PALAVRAS, APENAS PALAVRAS
Ontem me lembraram de uma entrevista que dei lá por 1974, ou 75, em que eu disse que todo homem com mais de 30 anos era um canalha. Pois é, cá estou com 33, três de canalhice absoluta... São palavras... Lembra da música do Marcos Valle que dizia “não confie em ninguém com mais de 30 anos”? A Magliani costuma dizer muito: “Não confie em ninguém com menos de 30 anos”. São palavras. Eu detestava Elis Regina. E de repente passei a amar loucamente o trabalho dela. E assim com mil coisas, quer dizer, você dá volta, revisa, nada é definitivo.
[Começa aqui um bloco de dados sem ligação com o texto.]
PR #1548, opened 2023-06-29
Add support for `--include-dependencies` flag

LTe:
### Motivation

In my project we have huge Gemfile with a lot of gems. We tried to type some of the files, but we do not need all of the gems to be generated. We tried to use `tapioca gems [name_of_the_gem]` but it was generating only this gem (without dependencies). We tried `exclude` but list was huge.

I think we should have `--include-dependencies` flag that generate RBIs for dependencies as well

### Implementation
I added new flag for CLI that will pick gems and dependencies from the list.

### Tests
I added integration tests

### DIFF
--- a/README.md
+++ b/README.md
@@ -171,6 +171,7 @@ Options:
   --post, -a,  [--postrequire=file]                                   # A file to be required after Bundler.require is called
                                                                       # Default: sorbet/tapioca/require.rb
   -x,          [--exclude=gem [gem ...]]                              # Exclude the given gem(s) from RBI generation
+               [--include-dependencies], [--no-include-dependencies]  # Generate RBI files for dependencies of the given gem(s)
   --typed, -t, [--typed-overrides=gem:level [gem:level ...]]          # Override for typed sigils for generated gem RBIs
                                                                       # Default: {"activesupport"=>"false"}
                [--verify], [--no-verify]                              # Verify RBIs are up-to-date
@@ -199,7 +200,7 @@ generate RBIs from gems
 ```
 <!-- END_HELP_COMMAND_GEM -->
 
-By default, running `tapioca gem` will only generate the RBI files for gems that have been added to or removed from the project's `Gemfile` this means that Tapioca will not regenerate the RBI files for untouched gems. However, when changing Tapioca configuration or bumping its version, it may be useful to force the regeneration of the RBI files previously generated. This can be done with the `--all` option:
+By default, running `tapioca gem` will only generate the RBI files for gems that have been added to or removed from the project's `Gemfile` this means that Tapioca will not regenerate the RBI files for untouched gems. If you want to force the regeneration you can supply gem names to the `tapioca gem` command. When supplying gem names if you want to generate RBI files for their dependencies as well, you can use the `--include-dependencies` option. When changing Tapioca configuration or bumping its version, it may be useful to force the regeneration of all the RBI files previously generated. This can be done with the `--all` option:
 
 ```shell
 bin/tapioca gems --all
@@ -904,6 +905,7 @@ gem:
   prerequire: ''
   postrequire: sorbet/tapioca/require.rb
   exclude: []
+  include_dependencies: false
   typed_overrides:
     activesupport: 'false'
   verify: false
--- a/lib/tapioca/cli.rb
+++ b/lib/tapioca/cli.rb
@@ -198,6 +198,10 @@ module Tapioca
       banner: "gem [gem ...]",
       desc: "Exclude the given gem(s) from RBI generation",
       default: []
+    option :include_dependencies,
+      type: :boolean,
+      desc: "Generate RBI files for dependencies of the given gem(s)",
+      default: false
     option :typed_overrides,
       aliases: ["--typed", "-t"],
       type: :hash,
@@ -251,10 +255,14 @@ module Tapioca
 
       all = options[:all]
       verify = options[:verify]
+      include_dependencies = options[:include_dependencies]
 
       raise MalformattedArgumentError, "Options '--all' and '--verify' are mutually exclusive" if all && verify
 
-      unless gems.empty?
+      if gems.empty?
+        raise MalformattedArgumentError,
+          "Option '--include-dependencies' must be provided with gems" if include_dependencies
+      else
         raise MalformattedArgumentError, "Option '--all' must be provided without any other arguments" if all
         raise MalformattedArgumentError, "Option '--verify' must be provided without any other arguments" if verify
       end
@@ -262,6 +270,7 @@ module Tapioca
       command_args = {
         gem_names: all ? [] : gems,
         exclude: options[:exclude],
+        include_dependencies: options[:include_dependencies],
         prerequire: options[:prerequire],
         postrequire: options[:postrequire],
         typed_overrides: options[:typed_overrides],
--- a/lib/tapioca/commands/abstract_gem.rb
+++ b/lib/tapioca/commands/abstract_gem.rb
@@ -13,6 +13,7 @@ module Tapioca
         params(
           gem_names: T::Array[String],
           exclude: T::Array[String],
+          include_dependencies: T::Boolean,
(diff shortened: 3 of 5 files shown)


LTe:
I think there is a couple reasons why I want this kind of feature in tapioca.

Currently my Gemfile.lock include about ~630 gems

|       | Without **only** | With **only** |
| --    | --               | --            |
| Time  | 447,81s          | 30,18s        |
| Size  | 1,4M             | 22M           |
| Count | ~560             | ~20            |
| `wc -l rbi/todo.rbi`     | 80 | 4 |

As you can see there is significant difference in performance.

Do I really need 560 generated RBIs? Most of the missing constants inside `todo.rbi` are from internal gems and this does not influence typechecking in my application.

I want this feature just for flexibility, to have control what I will generate for my application. I can of course do similar thing with external script, but I think this feature should be included in tapioca.

To be honest 560 files where `541` is not really needed can be hard to sell other team members. I think that reducing the number of files (at least on the beginning of adoption) generated by 'tapioca' may increase the number of projects that will use `tapioca` and `sorbet`.

So in summary, I want this feature in tapioca because of:

* performance
* flexibility
* in order to more easily convince the unconvinced to adopt a sorbet

KaanOzkan:
This is an interesting approach but I'm still not convinced that this is a good way of using Tapioca in the long term: Generating RBIs only for gem constants that are referenced in the application. What you want with this PR can be achieved with supplying arguments to `tapioca gem`, only difference is this PR will figure out the direct dependencies for you. I think we have to discuss as a team if that's an acceptable use case to recommend through this flag.

Biggest issue I have with this setup is the need for manual tapioca config changes every time the application starts using a new gem or starts referencing new part of a gem, it's an extra manual step to be done by the user. Knowing which gem to load can also get complex if the gem's RBIs changes conditionally based on the existence of another gem. Users will need to inspect gem's code.

Side note: why does this feature need to generate RBIs for sub-dependencies that aren't referenced by the application if you're using a `todo.rbi`? Is it because some gems have different RBIs if their sub-dependencies are loaded?

We have a similar number of gems and in practice we rarely run `bin/tapioca gem --all`, as a result performance isn't a big concern. We update individual RBIs upon version bumps and run `bin/tapioca gem --all` from a scheduled build once a week. Maybe a change in workflow would help performance concerns. We don't run `tapioca gem --verify` on CI, just `dsl --verify` and `srb tc`.

KaanOzkan:
We discussed this internally and while `--only` flag doesn't seem too beneficial for rest of the community we could add a `--include-dependencies` option for the default `tapioca gem` usage, ie. `bin/tapioca gem foo bar baz --include-dependencies`. This will support your use case and can be useful to avoid regenerating every outdated RBI using `tapioca gem` in certain situations such as dependabot PRs.

What do you think about switching the implementation to that? Biggest difference would be to iterate recursively over all dependencies and keeping track of them in a set instead of limiting to one level. We'll also have to ensure this can't be used alongside `--all`.

@paracycle I'm curious if you have opinions on this approach.

LTe:
@KaanOzkan I updated pull request and implemented `--include-dependencies` flag.

README.md
```diff
@@ -288,6 +290,20 @@ There are a few development/test environment gems that can cause RBI generation
...
 
+#### Regenerate the RBI files gem(s) explicitly
+
+In case you only want to generate RBI files for certain gems, you can use the gem command.
+
+```shell
+$ bin/tapioca gem gemA gemB
+```
+
+If you want the RBI files to be generated for dependencies as well, use the flag `--include-dependencies`:
```
KaanOzkan, line 301:
```suggestion
When supplying gem names if you want to generate RBI files for their dependencies as well, you can use the `--include-dependencies` option:
```

Something like this is better to connect it to gem names.

lib/tapioca/cli.rb
```diff
@@ -257,6 +261,7 @@ def gem(*gems)
       command_args = {
```
KaanOzkan, line 261: We need a check right above this line to raise `MalformattedArgumentError` if `--include-dependencies` is used without supplying any `gems`.

lib/tapioca/commands/abstract_gem.rb
```diff
@@ -74,15 +77,22 @@ def initialize(
       def gems_to_generate(gem_names)
         return @bundle.dependencies if gem_names.empty?
 
-        gem_names.map do |gem_name|
+        gem_candidates(gem_names).map do |gem_name|
```
KaanOzkan, line 80: No strong opinions but I prefer being explicit in the call site to have easier readability in the future.

```ruby
gem_names = gems_and_their_dependencies(gem_names) if @include_dependencies
gem_names.map do |gem_name|
  ...
end
```

lib/tapioca/commands/abstract_gem.rb
```diff
@@ -252,6 +262,26 @@ def expected_rbis
...
 
+      sig do
+        params(
+          gem_name: String,
+          resolved_dependencies: T::Array[Tapioca::Gemfile::GemSpec],
+        ).returns(T::Array[Tapioca::Gemfile::GemSpec])
+      end
+      def gem_with_dependencies(gem_name, resolved_dependencies = [])
+        gem = @bundle.gem(gem_name)
+        return [] if gem.nil?
```
KaanOzkan, line 273: I think we want to return the `gem_name` in this case so that we can raise on line 84.

lib/tapioca/commands/abstract_gem.rb
```diff
@@ -252,6 +262,26 @@ def expected_rbis
...
+
+        gem_dependencies = gem.dependencies.map { |gem_spec| @bundle.gem(gem_spec.name) }.compact
```
KaanOzkan, line 275: This method was tough to understand at first. Maybe renaming variables could help? `gem_dependencies` could be `direct_dependencies` and `resolved_dependencies` could be `gem_names`?

LTe:
@KaanOzkan I updated the code and documentation.

Do you think that this PR can be related to https://github.com/Shopify/tapioca/issues/1576?

KaanOzkan (approved):

KaanOzkan:
> Do you think that this PR can be related to https://github.com/Shopify/tapioca/issues/1576?

Good shout! I think `--include-dependencies` is a good workaround for most cases of what the issue describes. I don't know if it can solve all the occurrences in practice because RBI dependency is not same as gem dependencies. Gem `X` can  load different things based on existence of gem `Y` without depending on `Y`. But this flag would solve the example issue I described. Because of that maybe it's worth enabling this by default. I'm curious what the team thinks although we don't run into https://github.com/Shopify/tapioca/issues/1576 often and it could be resolved by a more sophisticated tracking solution. For this PR I think we can keep the default as false and re-consider after using this flag, it will also unblock you faster.

lib/tapioca/commands/abstract_gem.rb
```diff
@@ -74,6 +77,7 @@ def initialize(
       def gems_to_generate(gem_names)
         return @bundle.dependencies if gem_names.empty?
 
+        gem_names = gems_and_their_dependencies(gem_names) if @include_dependencies
```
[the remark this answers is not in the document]
LTe: I will try to simplify things

lib/tapioca/commands/abstract_gem.rb
```diff
@@ -74,14 +77,32 @@ def initialize(
...
+      end
+
+      sig do
+        params(
+          gem: Gemfile::GemSpec,
+          dependencies: T::Array[Gemfile::GemSpec],
+        ).returns(T::Array[Gemfile::GemSpec])
+      end
+      def gem_dependencies(gem, dependencies = [])
+        direct_dependencies = gem.dependencies.map { |dependency| @bundle.gem(dependency.name) }.compact
```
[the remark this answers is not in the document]
vinistock:
```suggestion
        direct_dependencies = gem.dependencies.filter_map { |dependency| @bundle.gem(dependency.name) }
```

vinistock (approved):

Acho esquisito me cobrarem uma coisa que eu disse há dez anos.

SOMOS MUITO IRREGULARES
Tenho a impressão de que o amadurecimento é o sim, o yes. Sim ao amor, ao sexo, à terra, aos edifícios, à lama, à chuva, ao belo, ao feio, ao que há, ao que é. Talvez o que a gente chama de maturidade seja isso. Aceitar as coisas que existem. A gente passa muito tempo negando. Amadurecer não é parar, e parar não é necessariamente uma coisa negativa. Sempre lembro que ``parada’’, em grego, é ``êxtase’’. Aceitação é a palavra. Aceitar completamente as muitas coisas que você é. Somos invejosos de vez em quando, vingativos, temos impulsos homicidas, temos momentos de amor imenso, somos muito irregulares.